Updated by Marcel Telka 3 months ago

#2

Updated by Marcel Telka 3 months ago

  • Related to Bug #12794: ZFS support for vectorized algorithms on x86 (HW support) added
#3

Updated by Marcel Telka 3 months ago

  • Related to Bug #12668: ZFS support for vectorized algorithms on x86 (initial support) added
#4

Updated by Jerry Jelinek 3 months ago

  • Assignee set to Jerry Jelinek
#5

Updated by Marcel Telka 3 months ago

Just FYI: The machine is still running okay (but I didn't tried to start scrub again, yet).

#6

Updated by Marcel Telka 3 months ago

  • Description updated (diff)
#7

Updated by Jerry Jelinek 3 months ago

It looks like the fix for this is to turn off T_KFPU before we call removectx instead of after.
This should handle the voluntary swtch we see here in the stack. I'm going to try to
reproduce this first for testing before I put up the code review.

#8

Updated by Jerry Jelinek 3 months ago

I filled a small raidz1 with about 7GB of data (raidz1 about 1/3 full) and I was able to hit this bug during a scrub. I tested the proposed fix and multiple scrubs have not paniced. I'll get this up for CR while I do more testing.

#9

Updated by Joshua M. Clulow 3 months ago

  • Gerrit CR set to 803
#10

Updated by Jerry Jelinek 3 months ago

To test this I ran the raidz-specific subset of the zfs test suite in a loop for 2 hours.
This also passed previously in a 24 hour run but it demonstrates no regressions
here.

I was able to reproduce the panic on a raidz scrub. I ran 10 scrubs after the
fix and all of them completed without any problem.

#11

Updated by Joshua M. Clulow 3 months ago

Jerry made an observation about why the testing for #12794 et al did not catch this regression:

There are a fair number of tests in the zfs test suite which issue "zpool scrub".
I'll have to go through each one to determine if it is testing any raidz configs.
The obvious scrub subset looks like it concentrates on mirrors, but there are
other tests in different subsets that I haven't looked at yet. One possible
reason this didn't fail is that we might need a more realistically sized raidz
and it must be populated with a lot of data to trigger this, since it doesn't
happen immediately during a scrub.

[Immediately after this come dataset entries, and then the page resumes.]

PR #3523, opened 2024-09-06
feat: new squad directory page

sshanzel:
## Changes
- Squad directory page. Functionality-wise, it works now, just waiting for the background image to be uploaded in cloudinary.
- Lots of cleanup for unused functionalities relating to the variety of the Squad feed card.
- After running through the conditions on when to display some components over the other, found out that we won't be needing most conditions now that we removed the card that is not Squad but was using the "Squad" card.
  - SquadJoinButton wrapper is not needed anymore as we now only need the JoinButton.
  - SquadImage is the same case.

## Events

## Experiment

## Manual Testing

> [!CAUTION]

MI-495

### Preview domain
https://mi-509.preview.app.daily.dev


packages/webapp/pages/squads/index.tsx
```diff
@@ -146,61 +140,9 @@ const SquadsPage = ({ initialData }: Props): ReactElement => {
                 className="mt-5 px-6"
                 inlineHeader
               >
-                {queryResult?.data?.pages?.length > 0 && (
```
sshanzel, line 149: image

packages/shared/src/components/cards/squad/SquadGrid.tsx
```diff
@@ -53,79 +43,62 @@ const borderColorToClassName: Record<SourceCardBorderColor, string> = {
...
   source,
-  title,
-  subtitle,
-  icon,
-  action,
-  description,
-  borderColor = SourceCardBorderColor.Avocado,
-  banner,
-}: SourceCardProps): ReactElement => {
+}: UnFeaturedSquadCardProps): ReactElement => {
```
sshanzel, line 46: Simplified the component to just base the content from a Squad since we don't need the extra props anymore.

rebelchris (approved):
Looks good to me :)

PR #3541, opened 2024-09-16
refactor: search by id and title

sshanzel:
## Changes
- Use the title on the URL rather than the uuid.

## Events

## Experiment

## Manual Testing

> [!CAUTION]

### Preview domain
https://mi-533.preview.app.daily.dev


ilasw (changes requested):
On preview https://mi-533.preview.app.daily.dev/squads/discover if you try to click on category tabs nothing happens 😮

sshanzel:
> On preview https://mi-533.preview.app.daily.dev/squads/discover if you try to click on category tabs nothing happens 😮

Yeah, the API is not yet merged https://github.com/dailydotdev/daily-api/pull/2258

ilasw (approved):
Nevermind if the API is getting merged for me is ok :)

nensidosari (approved):

packages/shared/src/components/squads/layout/useSquadDirectoryLayout.ts
```diff
@@ -35,7 +35,7 @@ export const useSquadDirectoryLayout = (): SquadDirectoryLayoutReturn => {
     return flatCategories.reduce(
       (result, { node }) => ({
         ...result,
-        [node.title]: `/squads/discover/${node.id}`,
+        [node.title]: `/squads/discover/${node.title.toLowerCase()}`,
```
capJavert, line 38: I see now we do this, do we maybe want to use generated column for "slug" on API (like we do for post) so we then always have reliable slug over which we can properly search? Or even just add slug to the API?

capJavert: I think it simplifies the whole searching since actually you don't search, you just want to match by slug which is better for SEO?

rebelchris: I agree with Ante, it's a generic approach as we did for posts, we should uniform it like we did with slug for posts (calculated column on API side)
You can then use findBy({id || slug}) it should make it more uniform/easier.

rebelchris (changes requested):
Agreed with Ante's comment

packages/shared/src/components/squads/layout/useSquadDirectoryLayout.ts
sshanzel: Sure, why not.

nensidosari (approved):

packages/shared/src/graphql/fragments.ts
```diff
@@ -236,3 +236,12 @@ export const USER_STREAK_FRAGMENT = gql`
     weekStart
   }
 `;
+
+export const SOURCE_CATEGORY_FRAGMENT = gql`
+  fragment SourceCategoryFragment on SourceCategory {
+    id
+    slug
+    title
+    createdAt
```
rebelchris, line 245: do you need createdAt?
Just be careful with testing this as it might break due to that conversion issue we have.

rebelchris (approved):
Non blocking, but do check it please.

packages/shared/src/graphql/fragments.ts
sshanzel: Not at the moment. But yeah probably be safe than sorry. Will remove it quickly.

capJavert (approved):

That kind of scenario is harder to add
to the test suite.

#12

Updated by Electric Monk 3 months ago

  • Status changed from New to Closed
  • % Done changed from 0 to 100

git commit 948cceb01d0173f5a732ef880dddcadff2204c12

commit  948cceb01d0173f5a732ef880dddcadff2204c12
Author: Jerry Jelinek <jerry.jelinek@joyent.com>
Date:   2020-07-20T20:53:10.000Z

    12968 curthread swtch-ing while the kernel is using the FPU
    Reviewed by: Jason King <jason.king@joyent.com>
    Reviewed by: Dan McDonald <danmcd@joyent.com>
    Reviewed by: Patrick Mooney <pmooney@pfmooney.com>
    Reviewed by: Toomas Soome <tsoome@me.com>
    Approved by: Joshua M. Clulow <josh@sysmgr.org>

#13

Updated by Alex Wilson 3 months ago

In case anyone is interested in further field reports, I've had 3 machines today hit this panic spontaneously without doing any scrubs at all, about 2 hours or so after upgrading them.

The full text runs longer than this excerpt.